I don't know _The Runelords_ myself, but I can imagine there might be some similar ideas. I agree with your estimation of the characters. I couldn't quite put my finger on it, but I liked the main characters as well. I think that's the main thing that kept me reading. Each of their own stories were interesting and engaging to me. The magic system was unique enough for me to be interested in all of the varying techniques of warding and such. It sounds like it gets more epic as the series goes on, but I liked seeing these characters from the beginning.


----------



## wordwalker (Aug 28, 2013)

I've only read the first book of each so far, but I'd say the only similarity is they both involve people with runes on their bodies-- very different ones, the Demon Cycle runes seem purely anti-demon, while Runelords' work by taking strength from other people. That and they both have monsters in the earth.

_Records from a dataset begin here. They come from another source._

Issue #10826, opened 2026-06-03
[Feature]: Support for database-level `GRANT`/`REVOKE` privileges in the `Database` CRD


gbartolini:
### Is there an existing issue already for this feature request/idea?

- [x] I have searched for an existing issue, and could not find anything. I believe this is a new feature request to be evaluated.

### What problem is this feature going to solve? Why should it be added?

The `Database` CRD currently has no declarative way to manage privileges on the database object itself. Users who need to grant or revoke `CONNECT`, `CREATE` or `TEMPORARY` fall back to post-initialisation SQL scripts, which are imperative, one-off and fragile.

The most common real-world operation here is hardening: PostgreSQL grants `CONNECT` and `TEMPORARY` to `PUBLIC` by default, so almost every production setup needs to run `REVOKE CONNECT ON DATABASE x FROM PUBLIC` and then grant `CONNECT` back to specific roles. Today there is no first-class way to express that.

This is a natural companion to #7872 (schema-level `CREATE`/`USAGE` grants). Both address the same gap — declarative privilege management on objects already owned by the `Database` CRD — and should share design and reconciliation machinery.

### Describe the solution you'd like

PostgreSQL's database-level `GRANT` syntax:

```sql
GRANT { { CREATE | CONNECT | TEMPORARY | TEMP } [, ...] | ALL [ PRIVILEGES ] }
    ON DATABASE database_name [, ...]
    TO role_specification [, ...] [ WITH GRANT OPTION ]
    [ GRANTED BY role_specification ]
```

As with #7872, `WITH GRANT OPTION` and `GRANTED BY` are unsuitable for a declarative environment and are out of scope. We focus on `CREATE`, `CONNECT` and `TEMPORARY` (`TEMP` is an alias).

A `permissions` stanza on the `Database` spec, keyed by privilege, with each entry carrying a role `name` and a `type` of `grant` (default) or `revoke`:

```yaml
spec:
  permissions:
    connect:
    - name: public
      type: revoke
    - name: app
      type: grant
    create:
    - name: app
      type: grant
    temporary:
    - name: app
      type: revoke
```

[...]

PR #10910, opened 2026-06-15
feat(database): add `USAGE` and `CREATE` schema privilege grants

### LINKED ISSUE #7872: [Feature]: Support for `CREATE` and `USAGE` grants on database schemas

Right now, the `Database` CRD only manages the `owner` of the schema.

PostgreSQL provides two privileges as part of the `GRANT` command on schemas: `CREATE` and `USAGE`. See ["SQL Grant"](https://www.postgresql.org/docs/current/sql-grant.html).

Users are now using the post initialization scripts for this, making it imperative, one-off and thus fragile.

Providing usage permissions on managed schema objects as part of the `Database` CRD.

The `GRANT` SQL command in Postgres has the following syntax:

```sql
GRANT { { CREATE | USAGE } [, ...] | ALL [ PRIVILEGES ] }
    ON SCHEMA schema_name [, ...]
    TO role_specification [, ...] [ WITH GRANT OPTION ]
    [ GRANTED BY role_specification ]
```

Both `GRANTED BY` and `WITH GRANT OPTION` are not suitable for a declarative environment typical of CloudNativePG, so we will focus only on `CREATE` and `USAGE`.

A possible implementation could be:

```yaml
# ...
spec:
  schemas:
  - name: app
    owner: app
    create:
    - name: angus
      type: grant
    - name: brian
      type: revoke
    usage:
    - name: angus
      type: grant
    - name: brian
      type: grant
# ...
```

The default `type` is `grant`.

For example, the above will check that `angus` hasn't got yet the `create` privilege for the `app` database and run the required `GRANT CREATE ON app TO angus`. Similarly, if `brian` has `create` usage on the same `app` schema, it will run `REVOKE CREATE ON app FROM angus`.

See: [`REVOKE`](https://www.postgresql.org/docs/current/sql-revoke.html).

Please feel free to change the above proposal if you have a better idea.

We could do nothing, and delegate this operation to another tool.

However, I personally think that this is a good responsibility for the `schema` management feature in the `Database` CRD.

### Additional context

N/A

### Backport?

No

Yes

### Code of Conduct

BRGOVIND:
Adds a `permissions` field to schema entries in the `Database` CRD, letting users declaratively grant or revoke the `USAGE` and `CREATE` privileges on a schema, alongside the existing `owner`/`ensure` management:

    schemas:
      - name: app
        owner: app
        permissions:
          usage:
            - name: public
              type: revoke

Each entry reuses the existing grant/revoke model used for FDW and foreign-server usage (`name` + `type: grant|revoke`, default: `grant`), so public targets the PostgreSQL PUBLIC pseudo-role as it already does elsewhere.

Closes #7872


gbartolini:
Please see my comment here: https://github.com/cloudnative-pg/cloudnative-pg/issues/7872#issuecomment-4712780917

BRGOVIND:
Thanks @gbartolini — I've reworked the API to follow the proposed design.

Schema grants now use a `permissions` stanza keyed by privilege, reusing the existing `UsageSpec` `{name, type: grant|revoke}` model rather than the previous flat `usagePrivileges`/`createPrivileges` lists:

```yaml
schemas:
  - name: myschema
    owner: app
    permissions:
      usage:
        - name: readonly
          type: grant
      create:
        - name: app
          type: grant
```

This keeps the surface consistent with the FDW/server usage permissions and mirrors the shape proposed for database-level grants in #10826, building on the shared `applyObjectPrivilege` primitive from #10829. I've regenerated the deepcopy, CRD manifests and API reference docs, and added unit tests covering grant/revoke on schema create and update (`go build`/`go vet`/`go test` all green locally).

On the idempotent ACL-diffing point from #10826: I kept this PR on the existing fire-and-forget `applyObjectPrivilege` path to stay consistent with the currently-merged FDW/server usage behaviour. Happy to follow up with a shared read-current-ACL-and-diff helper (usable by both #7872 and #10826) as a separate change if you'd prefer that to land here instead. Let me know which you'd like.

BRGOVIND:
Gentle ping on this one 🙂 — it adds explicit `USAGE` and `CREATE` schema privilege grants for the `Database` resource. Branch is rebased and green. Is there anything you'd like me to adjust to make it easier to review?

Utkarsh-sharma47:
Hi @BRGOVIND, I was looking through the validation path for the new permissions stanza and noticed a possible consistency gap.

FDW/server usage entries currently go through validateNameOptionsUsages, which prevents the same role from appearing more than once. Unless I'm missing another validation path, the new schema permissions.usage / permissions.create lists don't seem to get an equivalent check in validateSchemas.

For example, would this currently be accepted?

permissions:
  usage:
    - name: reader
      type: grant
    - name: reader
      type: revoke

If so, both operations would be applied in list order. Would it make sense to reuse the existing duplicate-name validation independently for each privilege list?

Happy to help with the validation/tests if useful.

BRGOVIND:
> Hi @BRGOVIND, I was looking through the validation path for the new permissions stanza and noticed a possible consistency gap.
> 
> FDW/server usage entries currently go through validateNameOptionsUsages, which prevents the same role from appearing more than once. Unless I'm missing another validation path, the new schema permissions.usage / permissions.create lists don't seem to get an equivalent check in validateSchemas.
> 
> For example, would this currently be accepted?
> 
> permissions: usage: - name: reader type: grant - name: reader type: revoke
> 
> If so, both operations would be applied in list order. Would it make sense to reuse the existing duplicate-name validation independently for each privilege list?
> 
> Happy to help with the validation/tests if useful.

Thanks for taking a look!

Good catch. I don't believe the new schema permissions currently go through the same duplicate entry validation as the existing FDW server usage lists. I'll take a look at reusing the existing validation so duplicate role entry isrejected consistently for each privilege list, and I'll add/update the relevant tests.

armru:
Hello, thanks for the contribution, I pushed some changes if you could take a look

BRGOVIND:
> Hello, thanks for the contribution, I pushed some changes if you could take a look

I did; Thanks !
i there anything more you'd like me to add ?

gbartolini:
I have tested the patch using the following YAML manifest, which creates a cluster (`acdc`), a new user called `acdc` that owns a new database called `acdc`, with a schema called `acdc`. I then create another user called `angus`, which should be used to then use the schema.

```yaml
kind: Cluster
metadata:
  name: acdc
spec:
  instances: 1
  storage:
    size: 1Gi
  postgresql:
    pg_hba:
      - hostssl acdc acdc all cert
      - hostnossl acdc acdc all reject
---
kind: DatabaseRole
metadata:
  name: acdc
spec:
  cluster:
    name: acdc
  name: acdc
  login: true
  clientCertificate:
    enabled: true
  databaseRoleReclaimPolicy: retain
---
kind: DatabaseRole
metadata:
  name: angus
spec:
  cluster:
    name: acdc
  name: angus
  login: true
  clientCertificate:
    enabled: true
  databaseRoleReclaimPolicy: retain
---
kind: Database
metadata:
  name: acdc
spec:
  name: acdc
  owner: acdc
  cluster:
    name: acdc
  schemas:
  - name: public
    owner: acdc
    permissions:
      usage:
      - name: public
        type: revoke
  - name: acdc
    owner: acdc
    permissions:
      create:
      - name: acdc
        type: grant
      usage:
      - name: angus
        type: grant
      - name: public
        type: revoke
```

As you can see, a couple of interesting points:

1. I remove `USAGE` permissions from `PUBLIC` schema to `PUBLIC` (all users)
2. I grant `CREATE` privileges to the `acdc` user on the `acdc` schema
3. I grant `USAGE` privileges to the `angus` user on the `acdc` schema
4. I revoke `USAGE` privileges from `acdc` schema to `PUBLIC` (all users)

I have then created this job:

```yaml
apiVersion: batch/v1
kind: Job
metadata:
  name: acdc-schema-init
spec:
  template:
    metadata:
      name: acdc-schema-init
    spec:
      restartPolicy: OnFailure
      securityContext:
        runAsNonRoot: true
        runAsUser: 26
        fsGroup: 26
        seccompProfile:
          type: RuntimeDefault
      containers:
        - name: psql-init
          image: ghcr.io/cloudnative-pg/postgresql:18-minimal-trixie
          securityContext:
            allowPrivilegeEscalation: false
            capabilities:
              drop:
                - ALL
          resources:
            requests:
              cpu: "100m"
              memory: "64Mi"
            limits:
              cpu: "500m"
              memory: "128Mi"
          command:
            - psql
            - "postgres://acdc@acdc-rw:5432/acdc?sslmode=verify-full&sslcert=/etc/certs/tls.crt&sslkey=/etc/certs/tls.key&sslrootcert=/etc/ca/ca.crt"
            - -c
            - |
              CREATE TABLE IF NOT EXISTS acdc.i (
                n           INTEGER NOT NULL
              );
              SELECT
                  username,
                  has_schema_privilege(username, 'acdc', 'USAGE') AS can_usage_acdc,
                  has_schema_privilege(username, 'acdc', 'CREATE') AS can_create_acdc,
                  has_schema_privilege(username, 'public', 'USAGE') AS can_usage_public,
                  has_schema_privilege(username, 'public', 'CREATE') AS can_create_public
              FROM (
                  VALUES
                      ('app'),
                      ('acdc'),
                      ('angus')
              ) AS users(username);
          volumeMounts:
            - name: certs
              mountPath: /etc/certs
              readOnly: true
            - name: ca
              mountPath: /etc/ca
              readOnly: true
      volumes:
        - name: certs
          secret:
            secretName: acdc-client-cert
            defaultMode: 0640
        - name: ca
          secret:
            secretName: acdc-ca
            defaultMode: 0640
```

But, I _like_ Brett. More for keeping a close eye on a fun concept than for sheer flashiness, but he's worth watching.


----------



## Steerpike (Aug 28, 2013)

I made it halfway through The Warded Man. I liked it well enough, but didn't think it was anything special. I've heard the third book is terrible, though.

I don't think it is a ripoff of Runelords, though it incorporates some similar ideas.


----------



## Butterfly (Aug 28, 2013)

When I read it, I thought it was very Final Fantasy-ish with the creatures that come out of the ground.

I do have my issues with it, not least the gaping plot holes of the first one that don't get filled in until you've read the second book, which seemed to be jumping from the mysterious present to past events around Jardir's life. I think it could have been structured far more effectively. 

I did enjoy the two I read for the most part even though... he did turn a girl's first period into a haemorrhage. ...


----------



## Lohengrin (Aug 30, 2013)

I think I read it in June, so I don't remember everything in the books. 

What I remember is that I liked it, not one of the best, but it was good. Arlen's arc was great and pretty much why I kept reading it. Leesha and Rojer I didn't like, I don't like reading about a spoiled beautiful girl or a traumatized young boy when I can read about a Warder in the search of these lost wards. Not saying it isn't well done, it's just not my favorite thing so I understand why people like them. What this means is that for 4 chapters I would love the book, then I would turn the page and realize that the next chapter is about Leesha, so it dragged a little.

The 3rd book that someone mentioned is really really terrible. The biggest problem is the flow. Like the 2nd book it begins with a HUGE flashblack of someone that I really didn't care that much. It's interesting because you see the villains motivations, but really? Almost half the book is flashbacks, and the other half is about a useless and really stupid quest, to reach the same point they were in the beginning. And it's not just that, the characters that were so strong in the 1st and 2nd books now make decisions totally out of nowhere, decisions that someone could say "Yeah but people do that in real life..." in a specific context. The problem is that you saw those 3 characters growing up, you KNOW them, and then they make decisions that are totally out of character.

I liked the background story though. The story about the demons and the wards are what made me read it. The cities are a little... Well, they are the standard kind of cities in a medieval setting, and it bothers me a little that they have such a huge problem with demons that I assume is a problem in the entire world, but all you get in world building is 3 big cities, a bunch of rivers, some mountains that nobody gets even near them and the usual huge desert.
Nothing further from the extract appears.